John Robert Meeks (born March 16, 1999) is an American basketball player for Yukatel Denizli Basket of the Basketbol Süper Ligi (BSL). He played college basketball for the Bucknell Bison and the College of Charleston Cougars. A forward, Meeks then played for Kouvot in the Finnish Korisliiga, for Donar Groningen in the Netherlands, and for Santeros de Aguada in Puerto Rico.

==Early and personal life==
Meeks is the son of Betsy and Cliff Meeks, and has two younger sisters. He was born in Winston-Salem, North Carolina, and lived in Burlington, North Carolina. He is 6 ft 6 in, and weighs 224 lb.

==High school==
Meeks played basketball for The Burlington School ('17) for four years at guard and forward, during which time the team had a 119–6 record and won two North Carolina Independent Schools Athletic Association Class 1-A state championships. He was twice named an all-state selection, and was a three-time all-conference selection, a two-time Times-News All-Region selection, and 2016-17 Player of the Year. As a junior, he averaged 16 points and seven rebounds per game. In his senior year, he averaged 18.2 points per game.

He also played baseball and competed in track & field for the school. Fifteen colleges made offers to Meeks out of high school.

==College==
===Bucknell===
In 2017-18, Meeks played his freshman year at Bucknell University for the Bucknell Bison basketball team, and shot 52.2% from the field.
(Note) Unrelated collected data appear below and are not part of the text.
PR #223, opened 2020-10-22
fix: bump resource limits for init job

pdrastil:
Resource limits on init job might fail deployment of InfluxDB cluster. Main offender is hardcoded 10MB RAM limit on final container which is too tight and in some circumstances results in endless loop of attempts to start the container. Since this is single point of failure and job runs only once I would like to propose removal of these limits completely. Second option would be to use the `{{- toYaml .Values.bootstrap.ddldml.resources | nindent 10 }}` for final container as well.

### Event log with OOM error
(combined from similar events): Failed to create pod sandbox: rpc error: code = Unknown desc = container create failed: time="2020-10-21T16:25:24Z" level=warning msg="signal: killed" time="2020-10-21T16:25:24Z" level=error msg="container_linux.go:349: starting container process caused \"process_linux.go:365: sending config to init process caused \\\"write init-p: broken pipe\\\"\"" container_linux.go:349: starting container process caused "process_linux.go:365: sending config to init process caused \"write init-p: broken pipe\""

### DIFF
--- a/charts/influxdb-enterprise/templates/bootstrap-job.yaml
+++ b/charts/influxdb-enterprise/templates/bootstrap-job.yaml
@@ -61,10 +61,10 @@ spec:
         resources:
           requests:
             cpu: 100m
-            memory: 20Mi
+            memory: 50Mi
           limits:
             cpu: 100m
-            memory: 20Mi
+            memory: 50Mi
       {{ end }}
       {{- if .Values.bootstrap.ddldml.configMap }}
       - name: ddl
@@ -151,8 +151,8 @@ spec:
         resources:
           requests:
             cpu: 100m
-            memory: 20Mi
+            memory: 50Mi
           limits:
             cpu: 100m
-            memory: 20Mi
+            memory: 50Mi
 {{ end }}


rawkode:
Hi @pdrastil,

We cannot remove these resource limits, as it's very common for enterprise Kubernetes clusters to have validating webhooks to deny any workload without them in-fact, InfluxData has customers that require this and that's why they're enforced.

The hardcoded tasks have been tested to work, and the ddl/dml jobs have configurable limits as we cannot predict how much / how large your imports will be.

A PR would be accepted that raises the hard coded limits, nominally, if you're experiencing problems.

Let me know your thoughts

pdrastil:
Hi @rawkode, if this feature is required for the webhooks then I would propose the other option when we bump the hardcoded limit for final container or use same configuration section.

rawkode:
@pdrastil No problem. Do you want to bump them up, or would you like me to do so?

Can you test what limits work for your environment, please?

If you want to work together on this, DM me on the Community Slack and we'll sort it out.

Thanks

pdrastil:
@rawkode I would like to work on this with you via Slack because I have few more proposals I've discovered during the testing the deployment. Can you post here the invite? I'm currently getting 404 when clicking on the link in the repository.

rawkode:
CC @mhall119 - I ran into this NoSuchKey myself too, though it seems intermittent.

pdrastil:
Based on our Slack discussion limit was just bumped to 50Mi

rawkode (approved):

mhall119:
@pdrastil we're fixing the redirect link now, in the mean time you can join with https://join.slack.com/t/influxcommunity/shared_invite/zt-f8i7xcd2-zTRaIuPmE3yWYOFNOdJFLQ

sumo-drosiek (approved):

timhallinflux (approved):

Academically, he was a psychology major.

In 2018-19, he played his sophomore year at Bucknell, and shot 49.6% from the field, 48.5% from three-point range, and averaged 5.7 points per game.

In 2019-20, Meeks played his junior year at Bucknell, and shot 45.3% from the field and 34.9% from three point range, averaging 11.2 points and 5.3 rebounds per game (11th in the league). He was named Third Team All-Patriot League, and was named to the 2020 Patriot League Academic Honor Roll.
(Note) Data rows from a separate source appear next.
PR #224, opened 2020-10-22
prefix secrets and configmaps with influxdb

pdrastil:
- Unified defaults for configuration objects so they can be clearly identified when namespace contains more deployments.

- Fixed naming mismatch for sample TLS secret and default in values.yaml

### DIFF
--- a/charts/influxdb-enterprise/example-resources.yaml
+++ b/charts/influxdb-enterprise/example-resources.yaml
@@ -1,14 +1,14 @@
 # apiVersion: v1
 # kind: Secret
 # metadata:
-#   name: license
+#   name: influxdb-license
 # stringData:
 #   json: YOUR JSON KEY
 ---
 apiVersion: v1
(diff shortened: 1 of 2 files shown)


rawkode:
Thanks for the PR, @pdrastil.

This is a welcomed improvement. I'm curious if we should use the Helm release name, which would also allow us to support multiple InfluxDB Enterprise deployments on a single cluster. Though perhaps that's not likely to happen?

Just a thought, I'm happy to approve these either way.

rawkode (approved):

pdrastil:
We could support Helm release but I wouldn't do it. Typically you would keep your licences and certificates in another system and create them only once for certain deployment. Also license is for given number of replicas so this is more for convenience when you are testing integration with other solutions and you just want sensible defaults.

sumo-drosiek (approved):
LGTM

In 2020-21, he played his senior year at Bucknell, and shot 49.5% from the field, 38.5% from three point range, and 85.1% from the free throw line. Meeks led the NCAA in scoring with 25.3 points per game in his six games during the shortened COVID-19 season, and also averaged 6.8 rebounds per game. He was named Third Team All-Patriot League for the second straight year, and First Team All-Patriot Tournament, and National Association of Basketball Coaches (NABC) First Team All-Region.
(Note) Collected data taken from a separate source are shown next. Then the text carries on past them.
PR #225, opened 2020-10-22
use pod anti-affinity to support HA deployment by default

pdrastil:
Enterprise deployments should run in HA setup. This PR adds sensible default configuration that try to deploy data and meta containers on different workers in K8s cluster if possible by default.

### DIFF
--- a/charts/influxdb-enterprise/values.yaml
+++ b/charts/influxdb-enterprise/values.yaml
@@ -59,7 +59,18 @@ meta:
     # repository: influxdb
   # nodeSelector: {}
   # tolerations: []
-  # affinity: {}
+  affinity:
+    podAntiAffinity:
+      preferredDuringSchedulingIgnoredDuringExecution:
+      - weight: 1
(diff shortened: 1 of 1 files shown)


rawkode (changes requested):
Rather than baking this into the `values.yaml`, can we add it directly to the `Deployment` object?

IF a value is provided in the `values.yaml`, we use that instead.

pdrastil:
The reason why it's placed into values instead of hardcoded in StatefulSet is because you should allow modification of this configuration. I can imagine that someone would like to change this to `requiredDuringSchedulingIgnoredDuringExecution` or add additional rules with weights where to schedule pods in their cluster. This anti-affinity is just a starting point that should be good enough for most of the deployments.

rawkode (approved):

rawkode:
It's not a big deal, I can tidy up the logic afterwards if needed.

Thanks

sumo-drosiek (approved):
LGTM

===College of Charleston===
Meeks then attended the College of Charleston, studying for a masters in Communication. Playing for the Charleston Cougars basketball team in the Coastal Athletic Association (CAA), in 2021-22, he shot 46.8% from the field, and 79.3% from the free throw line. He averaged 14.1 points and 4.7 rebounds per game. He was named Second Team All-CAA, All-CAA Tournament, and NABC First Team All-Region.

==G-league==
On Oct 22, 2022, the South Bay Lakers selected Meeks with Pick 17 of the second round in the 2022 NBA G League draft. On November 1, 2022, the team placed him on waivers.

==International leagues==
===Kouvot===
In 2022–23, Meeks played for Kouvot in the Finnish Korisliiga. He shot 49.2% from the field, and 89.8% (10th in the league) from the free throw line. He averaged 18.3 points (6th in the league) and 6.0 rebounds per game.

===Donar Groningen===
In 2023-24 he played for Donar Groningen in the Netherlands. Meeks played primarily in the BNXT League, where he shot 54.4% from the floor and 43.0% from three point range (11th in the league), and averaged 18.1 points (2nd) and 6.3 rebounds per game.

===Santeros de Aguada===
That year Meeks also played for Santeros de Aguada of the Baloncesto Superior Nacional in Puerto Rico. He shot 55.5% from the floor and 46.6% from three point range, while averaging 22.5 points (2nd in the league) and 5.9 rebounds per game.

===Bnei Herzliya===
Beginning in 2024, Meeks has played for Bnei Herzliya Basket in the Israeli Basketball Premier League.

===Galatasaray===
On July 28, 2025, he signed with Galatasaray MCT Technic of the Turkish Basketbol Süper Ligi (BSL).

===Denizli Basket===
On August 28, 2026, he signed with Yukatel Denizli Basket of the Basketbol Süper Ligi (BSL).